With the announcement of FVP 2.0 a lot of buzz will be around distributed fault tolerant memory and the support of NFS. This all makes sense of course since for the first time in history compute memory becomes a part of storage system and you are now able to accelerate file based storage system. But one of the new features I’m really excited about is Fault Domains.
In FVP 2.0 you group hosts to reflect your datacenter fault domain topology within FVP and ensure redundant write data is stored in external fault domains. Let’s take a closer look at this technology and review the current version of fault tolerant write acceleration first.

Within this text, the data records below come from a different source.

PR #7051, opened 2023-09-05
fix: don't hang while reading package.json from the store

zkochan:


.changeset/lazy-avocados-agree.md
```diff
@@ -0,0 +1,6 @@
+---
+"@pnpm/store.cafs": patch
+"pnpm": patch
+---
+
+Fixes a regression published with pnpm v8.7.3. Don't while reading `package.json` from the content-addressable store.
```
weyert: Missing hang?

zkochan: yes

PR #7054, opened 2023-09-05
  fix(resolve-dependencies): not update git protocol dependency when add unrelated dependency

### LINKED ISSUE #7008: Installing packages bumps hash for unrelated git packages in lock file
### Verify latest release

### pnpm version

_No response_

Lockfile

https://github.com/dangmai/pnpm-lib-1

### Reproduction steps

You can run the following commands after cloning my repository:

```bash
pnpm i
pnpm add express
git diff
```

Observe that the lockfile shows that the dependency `dangmai/pnpm-dep-1` has been bumped up in the lockfile.

### Describe the Bug

If you're using a `git` dependency with a mutable identifier (for example, `#main`), any `install` or `update` commands lead to its version getting bumped up in the lockfile.

### Expected Behavior

Commands that deal with specific packages shouldn't affect other packages.

v16.20.0

- [ ] macOS
- [ ] Windows
- [X] Linux

Ubuntu

await-ovo:
fix #7008


__fixtures__/with-git-protocol-dep/pnpm-lock.yaml
```diff
@@ -0,0 +1,26 @@
...
+
+packages:
+
+  /is-positive@3.1.0:
+    resolution: {integrity: sha512-8ND1j3y9/HP94TOvGzr69/FgbkX2ruOldhLEsTWwcJVfo4oRjwemJmJxt7RJkKYH8tz7vYBP9JcKQY8CLuJ90Q==}
+    engines: {node: '>=0.10.0'}
+    dev: false
+
+  github.com/kevva/is-negative/219c424611ff4a2af15f7deeff4f93c62558c43d:
+    resolution: {registry: http://localhost:4873/, tarball: https://codeload.github.com/kevva/is-negative/tar.gz/219c424611ff4a2af15f7deeff4f93c62558c43d}
```
zkochan: Why is there a registry field here? There should be no registry field for the git-hosted resolutions.

But even if I am not right, then I guess the registry field would have to be `https://github.com`

await-ovo: Thanks for pointing out the problem here. It should be my mistake here. I can't remember where it came from.

lockfile/lockfile-utils/src/pkgSnapshotToResolution.ts
```diff
@@ -13,7 +14,7 @@ export function pkgSnapshotToResolution (
 ): Resolution {
   if (
     Boolean((pkgSnapshot.resolution as TarballResolution).type) ||
-    (pkgSnapshot.resolution as TarballResolution).tarball?.startsWith('file:')
+    (pkgSnapshot.resolution as TarballResolution).tarball?.startsWith('file:') || isGitHostedPkgUrl((pkgSnapshot.resolution as TarballResolution).tarball ?? '')
```
zkochan: This change doesn't really make a difference because git-hosted deps should not have a registry field.

await-ovo: For git-hosted dependencies that are already installed, the resolution is now also [read from the lockfile](https://github.com/pnpm/pnpm/blob/10cb4b3245d597a7e9b1b4bca2889421cd19bcdb/pkg-manager/resolve-dependencies/src/resolveDependencies.ts#L981) (except for pnpm update), and if we don't exclude the git-hosted dependencies here, the new resolution will[ come with the registry info](https://github.com/pnpm/pnpm/blob/main/lockfile/lockfile-utils/src/pkgSnapshotToResolution.ts#L32).

The registry(`http://localhost:4873`) in the test fixture above should be the result of not excluding the git-hosted dependency in my local tests

zkochan (approved):

PR #7062, opened 2023-09-06
fix: unpacking tarballs that contain hard links

zkochan:


davidfirst (approved):

store/cafs/src/parseTarball.ts
```diff
@@ -135,6 +136,7 @@ export function parseTarball (buffer: Buffer): IParseResult {
     switch (fileType) {
     case 0:
     case ZERO:
+    case FILE_TYPE_HARD_LINK:
```
dmichon-msft, line 139: @zkochan , If the file type is a hard link, there is a string field at offset 157 with length 100 that contains the file to be linked to. Pretty sure the file contents aren't stored twice in the archive. https://www.subspacefield.org/~vax/tar_format.html

PR #12770, opened 2026-07-02
fix(pnpr): overlay mounts so the registry-mock proxies and accepts writes for non-hosted packages

aqeelat:
## Summary

Follow-up to the CI-status comment on pnpm/pnpm#12698. PR pnpm/pnpm#12747 ("registry mounts as the only routing model") broke the registry-mock the TS e2e suite runs against in two ways — both pre-existing on `main`, masked because `pnpm -r test` bails at the first failing project so CI only surfaced the `installing/commands` update tests:

1. **Reads of real npm packages routed to the hosted store 404.** The `@zkochan/*` scope route sent `@zkochan/async-regex-replace` (and `@zkochan/foo`, `@zkochan/logger`) to the `local` hosted mount, which only has the `@zkochan/test-pnpm-issue219` fixture. With no cross-origin fall-through, they 404.
2. **dist-tag/publish writes against upstream-routed packages are rejected.** Tests dist-tag real npm packages (`is-positive`, `is-negative`, `lodash`, `foo`, `micromatch`, `es5-ext`, `es6-iterator`, `@rstacruz/tap-spec`, `@monorepolint/core`) and publish unscoped names (`registry-access/commands`, `releasing/commands`). All route to the `npmjs` upstream and are rejected with "cannot publish … it routes to an upstream registry; name a hosted mount." The pre-mounts server materialized the upstream packument into hosted storage on first dist-tag write; the pure model rejects the write. A full audit shows this breaks the entire `registry-access/commands` and `releasing/commands` publish/dist-tag/deprecate/unpublish suites — not just the two CI-visible failures.

### Fix — a declared overlay mount

Added an opt-in `mirror:` field on a hosted mount. When set, the mount is an **overlay**:

- a read for a name the overlay does not host falls through to the declared upstream (served and cached exactly like a routed upstream read);
- a dist-tag write against a proxied name materializes the upstream's packument into the hosted store first, so the override sticks and the upstream version list is preserved.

FVP 1.5 Fault Tolerant Write Acceleration
When accelerating a datastore or virtual machine in FVP 1.x you can select 0, 1 or 2 replicas of redundant write data. When the option “local plus two network flash devices” is selected, FVP automatically selects two hosts in the cluster that have access to the datastore and have a network connection with the source host. If a failure occurs, such as the source host disconnects, crashes or the flash device fails, one of the hosts containing the replica write data will take over and send all uncommitted data from the acceleration layer to the storage system. For more detailed information, please read Fault Tolerant Write Acceleration
Let’s use the example of a four-host vSphere cluster. All four hosts have FVP installed and participate in a FVP cluster. VM A is configured with a write policy with a local copy and 1 network flash device. In this scenario FVP selected ESXi Host 1 as the peer host and Host 2 sends the redundant write data (RWD) to Host 1.
But what if Host 1 and Host 2 are part of the same fault domain topology? Fault domains are is set of components that share a single point of failure, such as a blade system or a server rack with a single power source. Many organizations treat blade systems and their enclosures as a fault domain. If the backplane of the blade system fails, all servers can be disconnected from the network unable to send data to the storage array or to other connected systems.
In this scenario both copies of uncommitted data cannot be written to the storage array if the network connection goes down. Or even worse what if the whole blade system goes down and RAM is used as an acceleration resource.
FVP 2.0 User Defined Fault domains
Fault Domains allow you to reflect your datacenter topology within FVP. This topology can be used to control where data gets replicated to when running in Write Back mode.
All hosts in the vSphere cluster are initially placed in the default fault domain. The default fault domain cannot be renamed, removed or given explicit associations. Newly added hosts will automatically be placed into this default fault domain. A host can be a member of only one fault domain, resulting in the behavior that all FVP Clusters in the vSphere Cluster share the fault domains.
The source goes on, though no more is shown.